===== Material to process

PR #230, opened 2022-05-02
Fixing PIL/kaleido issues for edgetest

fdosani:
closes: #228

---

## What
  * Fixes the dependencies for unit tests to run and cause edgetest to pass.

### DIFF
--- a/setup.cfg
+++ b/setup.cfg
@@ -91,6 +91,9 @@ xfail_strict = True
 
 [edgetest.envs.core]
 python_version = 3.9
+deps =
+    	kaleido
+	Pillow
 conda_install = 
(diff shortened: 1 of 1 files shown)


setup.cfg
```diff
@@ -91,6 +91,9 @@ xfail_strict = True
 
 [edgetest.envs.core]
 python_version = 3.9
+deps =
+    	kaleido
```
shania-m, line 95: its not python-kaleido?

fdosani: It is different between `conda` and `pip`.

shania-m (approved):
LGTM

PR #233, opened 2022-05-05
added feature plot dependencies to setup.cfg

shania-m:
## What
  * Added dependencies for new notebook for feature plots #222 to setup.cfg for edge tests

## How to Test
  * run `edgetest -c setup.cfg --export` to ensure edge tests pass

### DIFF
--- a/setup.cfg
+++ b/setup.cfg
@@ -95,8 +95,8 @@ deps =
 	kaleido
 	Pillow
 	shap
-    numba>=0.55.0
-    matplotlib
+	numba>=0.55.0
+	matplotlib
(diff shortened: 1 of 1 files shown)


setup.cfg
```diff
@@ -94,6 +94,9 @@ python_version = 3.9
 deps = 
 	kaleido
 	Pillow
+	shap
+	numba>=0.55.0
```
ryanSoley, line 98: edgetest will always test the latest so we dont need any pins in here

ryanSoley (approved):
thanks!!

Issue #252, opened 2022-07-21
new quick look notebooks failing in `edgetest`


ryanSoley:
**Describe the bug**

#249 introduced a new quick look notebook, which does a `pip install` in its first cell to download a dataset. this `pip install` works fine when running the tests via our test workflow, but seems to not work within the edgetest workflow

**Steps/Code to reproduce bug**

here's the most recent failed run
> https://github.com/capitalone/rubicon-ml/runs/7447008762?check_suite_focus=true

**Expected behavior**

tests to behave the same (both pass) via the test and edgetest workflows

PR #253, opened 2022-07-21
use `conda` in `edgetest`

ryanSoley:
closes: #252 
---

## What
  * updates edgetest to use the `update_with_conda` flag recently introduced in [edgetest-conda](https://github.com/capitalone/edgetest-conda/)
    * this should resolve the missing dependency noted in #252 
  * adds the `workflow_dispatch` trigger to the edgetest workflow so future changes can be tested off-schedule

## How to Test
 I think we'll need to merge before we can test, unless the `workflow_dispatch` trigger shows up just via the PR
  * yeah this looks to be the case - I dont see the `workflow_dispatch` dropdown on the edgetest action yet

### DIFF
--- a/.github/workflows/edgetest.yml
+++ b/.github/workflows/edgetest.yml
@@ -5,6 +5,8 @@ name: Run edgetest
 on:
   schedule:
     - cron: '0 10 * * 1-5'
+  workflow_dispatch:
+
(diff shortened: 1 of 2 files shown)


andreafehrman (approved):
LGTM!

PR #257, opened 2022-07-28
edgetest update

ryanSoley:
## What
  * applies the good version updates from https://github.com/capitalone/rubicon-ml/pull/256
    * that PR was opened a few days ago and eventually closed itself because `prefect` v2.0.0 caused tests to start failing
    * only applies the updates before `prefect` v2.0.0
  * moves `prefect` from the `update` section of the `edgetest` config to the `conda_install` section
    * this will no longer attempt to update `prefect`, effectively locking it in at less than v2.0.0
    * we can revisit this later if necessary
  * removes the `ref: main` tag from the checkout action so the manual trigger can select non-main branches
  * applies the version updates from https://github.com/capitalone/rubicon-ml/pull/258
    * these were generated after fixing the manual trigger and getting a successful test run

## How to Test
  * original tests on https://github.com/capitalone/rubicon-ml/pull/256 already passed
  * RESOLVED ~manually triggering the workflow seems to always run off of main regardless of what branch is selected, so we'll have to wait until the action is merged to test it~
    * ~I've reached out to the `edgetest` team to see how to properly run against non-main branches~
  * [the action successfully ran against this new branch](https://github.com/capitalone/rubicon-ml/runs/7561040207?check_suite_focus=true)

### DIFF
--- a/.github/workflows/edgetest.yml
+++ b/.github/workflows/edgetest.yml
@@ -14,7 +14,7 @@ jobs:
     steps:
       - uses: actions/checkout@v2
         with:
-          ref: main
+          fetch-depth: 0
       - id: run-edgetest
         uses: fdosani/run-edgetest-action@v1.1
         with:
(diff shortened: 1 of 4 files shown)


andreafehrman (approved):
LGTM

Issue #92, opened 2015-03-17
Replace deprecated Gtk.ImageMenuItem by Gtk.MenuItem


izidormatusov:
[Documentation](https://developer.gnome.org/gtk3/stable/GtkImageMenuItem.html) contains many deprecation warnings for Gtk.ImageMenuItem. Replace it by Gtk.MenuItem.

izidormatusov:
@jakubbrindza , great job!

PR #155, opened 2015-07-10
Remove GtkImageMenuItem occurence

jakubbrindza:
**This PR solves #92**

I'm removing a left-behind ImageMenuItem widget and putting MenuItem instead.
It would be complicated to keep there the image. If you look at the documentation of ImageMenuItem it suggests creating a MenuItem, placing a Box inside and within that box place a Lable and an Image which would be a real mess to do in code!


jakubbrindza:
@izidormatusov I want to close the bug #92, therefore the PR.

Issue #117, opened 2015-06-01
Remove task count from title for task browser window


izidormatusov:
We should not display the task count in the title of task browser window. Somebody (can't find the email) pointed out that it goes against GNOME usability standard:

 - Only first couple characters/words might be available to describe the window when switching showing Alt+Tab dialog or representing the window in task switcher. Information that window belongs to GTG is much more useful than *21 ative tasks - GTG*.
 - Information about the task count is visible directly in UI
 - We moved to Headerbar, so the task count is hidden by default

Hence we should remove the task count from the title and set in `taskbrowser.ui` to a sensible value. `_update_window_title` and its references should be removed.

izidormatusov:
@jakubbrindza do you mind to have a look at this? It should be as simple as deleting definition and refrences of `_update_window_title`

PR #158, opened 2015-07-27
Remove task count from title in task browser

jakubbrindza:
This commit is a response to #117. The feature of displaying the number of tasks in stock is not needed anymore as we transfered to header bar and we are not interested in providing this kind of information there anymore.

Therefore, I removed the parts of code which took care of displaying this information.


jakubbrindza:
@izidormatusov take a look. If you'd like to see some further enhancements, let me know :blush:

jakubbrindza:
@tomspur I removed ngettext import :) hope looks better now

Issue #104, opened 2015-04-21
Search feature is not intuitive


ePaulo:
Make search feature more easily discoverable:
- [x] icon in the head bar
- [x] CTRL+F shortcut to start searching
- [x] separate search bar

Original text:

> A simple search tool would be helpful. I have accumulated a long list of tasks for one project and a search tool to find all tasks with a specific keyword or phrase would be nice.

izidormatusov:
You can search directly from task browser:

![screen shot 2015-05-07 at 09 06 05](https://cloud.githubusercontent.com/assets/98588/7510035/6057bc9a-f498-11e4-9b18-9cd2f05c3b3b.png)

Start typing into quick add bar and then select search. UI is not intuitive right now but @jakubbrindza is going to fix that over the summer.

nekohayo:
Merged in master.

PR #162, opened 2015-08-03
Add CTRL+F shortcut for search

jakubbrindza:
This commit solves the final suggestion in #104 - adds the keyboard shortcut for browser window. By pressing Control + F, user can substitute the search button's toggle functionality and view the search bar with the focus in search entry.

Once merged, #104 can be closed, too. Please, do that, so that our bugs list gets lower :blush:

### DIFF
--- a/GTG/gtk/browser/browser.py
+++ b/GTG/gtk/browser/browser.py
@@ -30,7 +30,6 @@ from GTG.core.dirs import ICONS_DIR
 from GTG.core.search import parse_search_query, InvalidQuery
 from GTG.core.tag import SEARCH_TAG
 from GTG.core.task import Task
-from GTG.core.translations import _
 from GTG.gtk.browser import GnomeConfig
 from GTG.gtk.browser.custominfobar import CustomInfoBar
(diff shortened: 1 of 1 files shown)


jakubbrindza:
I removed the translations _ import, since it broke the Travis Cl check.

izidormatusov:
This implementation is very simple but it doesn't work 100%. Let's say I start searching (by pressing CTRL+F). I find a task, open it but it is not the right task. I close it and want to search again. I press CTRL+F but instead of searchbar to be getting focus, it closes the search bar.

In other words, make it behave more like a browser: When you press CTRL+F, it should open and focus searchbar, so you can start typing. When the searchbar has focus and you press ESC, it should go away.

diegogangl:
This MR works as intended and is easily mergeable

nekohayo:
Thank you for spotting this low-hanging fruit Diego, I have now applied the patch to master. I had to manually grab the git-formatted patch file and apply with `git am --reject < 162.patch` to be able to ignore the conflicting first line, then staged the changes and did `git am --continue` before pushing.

==========

> Task objective
In the entries above, find the line holding "- uses: actions/checkout@v2" and the line holding "We should not"; print both of them and every line between, exactly, and nothing else.

> Written solution
       - uses: actions/checkout@v2
         with:
-          ref: main
+          fetch-depth: 0
       - id: run-edgetest
         uses: fdosani/run-edgetest-action@v1.1
         with:
(diff shortened: 1 of 4 files shown)


andreafehrman (approved):
LGTM

Issue #92, opened 2015-03-17
Replace deprecated Gtk.ImageMenuItem by Gtk.MenuItem


izidormatusov:
[Documentation](https://developer.gnome.org/gtk3/stable/GtkImageMenuItem.html) contains many deprecation warnings for Gtk.ImageMenuItem. Replace it by Gtk.MenuItem.

izidormatusov:
@jakubbrindza , great job!

PR #155, opened 2015-07-10
Remove GtkImageMenuItem occurence

jakubbrindza:
**This PR solves #92**

I'm removing a left-behind ImageMenuItem widget and putting MenuItem instead.
It would be complicated to keep there the image. If you look at the documentation of ImageMenuItem it suggests creating a MenuItem, placing a Box inside and within that box place a Lable and an Image which would be a real mess to do in code!


jakubbrindza:
@izidormatusov I want to close the bug #92, therefore the PR.

Issue #117, opened 2015-06-01
Remove task count from title for task browser window


izidormatusov:
We should not display the task count in the title of task browser window. Somebody (can't find the email) pointed out that it goes against GNOME usability standard:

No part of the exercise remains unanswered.